= Statsföretag =

Swedish national wealth fund

Statsföretag was a Swedish government holding company and national wealth fund for more than 20 years. The company was created by the Swedish Parliament to centralize and consolidate state ownership of public commercial assets especially within heavy industries such as shipyard, steel and forestry. During the economic crisis of the 1970s in Sweden, several other assets were nationalized and the activities of the company became organized along multiple industrial segments.

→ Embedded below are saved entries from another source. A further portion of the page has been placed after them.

PR #36, opened 2020-01-07
add option to format docstring as monospace

maarten990:
In our existing codebase, we like having detailed doc strings. With the current behaviour, documentation is pretty but docstrings lose their newlines/indentation, which is a problem for most of the common ways of formatting arguments. This adds a `monospace_docstrings` config option that adds `<pre>` tags around the doc strings.

Screenshot 2020-01-07 at 12 35 20

### DIFF
--- a/docs/showdoc.html
+++ b/docs/showdoc.html
@@ -1380,7 +1380,7 @@ summary: "Functions to show the doc cells in notebooks"
 </div>
 <div class="cell border-box-sizing text_cell rendered"><div class="inner_cell">
 <div class="text_cell_render border-box-sizing rendered_html">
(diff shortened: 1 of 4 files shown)


sgugger:
I'll look a this later today. It seems interesting! Out of curiosity, why don't the doc links work in the multi-line version? I sit a bug on our side?

maarten990:
When I add doc links, the example from the screenshot would end up looking like
```
Doc link: [show_doc](whatever_the_link_would_be)
Args:
    ... etc
```
so with an uninterpreted Markdown syntax link in there.
Perhaps the links would work if they were translated from Markdown to HTML before ending up inside the `<pre>` tags, but that was a little bit more effort than I was willing to do before getting any feedback on the idea 😅 
I'm also not much of an HTML guy, so take this with a grain of salt.

sgugger:
Ok, merging in this state and putting that on my TODO for when I have time. Thanks for the PR!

After severe losses, the company was restructured in 1983 and renamed Procordia, with a number of industrial assets such as ASSI, LKAB and SSAB transferred and held directly by the Ministry of Industry

In 1987, the company was partially privatized and the state participation reduced to 81%. The company shares were listed on October 15, 1987, on the Stockholm Stock Exchange. In 1990 Procordia was merged with the pharmaceutical company Pharmacia and the food company Provendor owned by Volvo. Consequently, the main owners became Volvo and the Swedish government. The government shares were held through the wholly owned national wealth fund Fortia and subsequently Stattum

In 1992, with the acquisition of Swedish Match the company was divided into two separate sub-holdings, being the pharmaceutical segment in Pharmacia and the food segment in Branded Consumer Products. Volvo became the main owner in Branded Consumer Products and ultimately the sole owner in 1994, changing the name to Procordia Food. In 1995 Procordia Food was acquired by the Norwegian food company Orkla and Pharmacia merged with the US pharmaceutical company Upjohn and became Pharmacia & Upjohn.

In January 1999, Stattum, the Swedish National Wealth Fund sold the Swedish government's remaining 7% in the pharmaceuticals group Pharmacia & Upjohn in a EUR 1.8bn share offering.